§ **What you are asked to do**
Repeat every record below exactly as it appears.

:: Exercise data

PR #5040, opened 2021-06-26
[data] [base-spells] Remove duplicate `harmless: true` entry

KatoakDR:
### Background
* The spell `Compel` has two entries for `harmless: true`, only one is needed

### Changes
* Remove the duplicate `harmless: true` from the `Compel` spell definition


wstampley (approved):

wstampley:
Oops?

KatoakDR:
> Oops?

No worries, it was _harmless_ 😉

::::

§ **Answer to this problem**
PR #5040, opened 2021-06-26
[data] [base-spells] Remove duplicate `harmless: true` entry

KatoakDR:
### Background
* The spell `Compel` has two entries for `harmless: true`, only one is needed

### Changes
* Remove the duplicate `harmless: true` from the `Compel` spell definition


wstampley (approved):

wstampley:
Oops?

KatoakDR:
> Oops?

No worries, it was _harmless_ 😉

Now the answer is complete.